Simple Two-State Protein Folding Kinetics Requires Near-Levinthal Thermodynamic Cooperativity
Huseyin Kaya, Hue Sun Chan

TL;DR
This paper demonstrates that simple two-state protein folding kinetics require near-Levinthal thermodynamic cooperativity, which can be achieved through models with many-body interactions, providing insights into protein energetics and folding behavior.
Contribution
The study introduces models with many-body interactions that reproduce two-state folding kinetics and high thermodynamic cooperativity, highlighting the importance of native structure recognition beyond pairwise interactions.
Findings
Models with many-body interactions achieve two-state kinetics.
High thermodynamic cooperativity correlates with native and denatured state separation.

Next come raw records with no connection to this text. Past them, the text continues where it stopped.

PR #1434, opened 2025-01-31
CSP behaviour options

TheOrangePuff:

* Adds config to allow adding csp to specific paths. This will allow checkout to have it's own unique CSP. 
* Due to the length of our CSP headers, adding CSP requires the use of Lambda@Edge functions

**Notes to reviewers**  


packages/static-hosting/lib/csp.ts
```diff
@@ -0,0 +1,129 @@
...
+      define: {
+        "process.env.S3_BUCKET": JSON.stringify(options.bucket),
+        "process.env.CSP_OBJECT": JSON.stringify(
+          options.cspObject ?? "csp.txt"
+        ),
+        "process.env.REPORT_URI": JSON.stringify(options.reportUri ?? ""),
+        "process.env.FALLBACK_CSP": JSON.stringify(options.fallbackCsp ?? ""),
+      },
+      functionOptions: {
+        timeout: Duration.seconds(15),
```
AdamJHall, line 123: Should we drop the timeout here? 2-3 seconds should be enough?

packages/static-hosting/lib/handlers/csp-lambda/origin-response.ts
```diff
@@ -0,0 +1,73 @@
...
+const S3_BUCKET = process.env.S3_BUCKET;
+
+const REPORT_URI = process.env.REPORT_URI;
+
+const FALLBACK_CSP = process.env.FALLBACK_CSP;
+
+export const handler = async (
+  event: CloudFrontResponseEvent
+): Promise<CloudFrontResponse> => {
+  console.log("Lambda@Edge handler invoked");
```
AdamJHall, line 16: The logging here could get pretty loud, do we want to cut it back?

packages/static-hosting/lib/static-hosting.ts
```diff
@@ -547,6 +582,46 @@ export class StaticHosting extends Construct {
       }
     }
 
+    const cspPaths = props.cspPaths || [];
+    const cspRemapPaths = cspPaths.map(cspPath => {
+      const { path, indexPath, reportUri, fallbackCsp } = cspPath;
+
+      const requestFunction = new RequestFunction(
+        this,
+        "AlternativePathFunction",
```
AdamJHall, line 591: The names of constructs here will need the index of the array, otherwise if you have more than 1 element in `cspPaths` it will error as the construct already exists.

AdamJHall (changes requested):
Looks good, couple of small suggests and one change needed in the csp paths map.

AdamJHall (approved):
Looking good :sunglasses:

PR #1440, opened 2025-02-05
Use peer dependencies

TheOrangePuff:

* Change all our constructs to use peer dependencies and lock to a major version of cdk
* This should allow us to change the version of cdk in repos that use these constructs, rather than being forced to use the version the construct is written in

**Notes to reviewers**  


aaronmedina-dev (approved):
LGTM!

PR #1460, opened 2025-03-13
chore: fix template injection vulnerability

TheOrangePuff:

A GitHub Actions workflow step contains a template expression referencing potentially untrusted GitHub context fields. This may allow malicious input to be injected into shell commands, leading to a potential supply chain attack as tokens of the CI/CD pipeline could be exfiltrated.

The env block ensures GitHub Actions resolves the expression safely before passing it to the shell. This should avoid the above issue.

**Notes to reviewers**  

### DIFF
--- a/.github/workflows/build.yml
+++ b/.github/workflows/build.yml
@@ -13,7 +13,7 @@ jobs:
           fetch-depth: 0
 
       - name: Fetch target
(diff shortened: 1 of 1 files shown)


finnholland (approved):
thumbs-up-chuck-norris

Folding rate decreases with increasing native contact order, aligning with experimental trends.
Abstract
Simple two-state folding kinetics of many small single-domain proteins are characterized by chevron plots with linear folding and unfolding arms consistent with a two-state description of equilibrium thermodynamics. This phenomenon is hereby recognized as a nontrivial heteropolymer property capable of providing fundamental insight into protein energetics. Many current protein chain models, including common lattice and continuum G\=o models with explicit native biases, fail to reproduce this generic protein property. Here we show that simple two-state kinetics is obtainable from models with a cooperative interplay between core burial and local conformational propensities or an extra strongly favorable energy for the native structure. These predictions suggest that intramolecular recognition in real two-state proteins is more specific than that envisioned by common G\=o-like constructs…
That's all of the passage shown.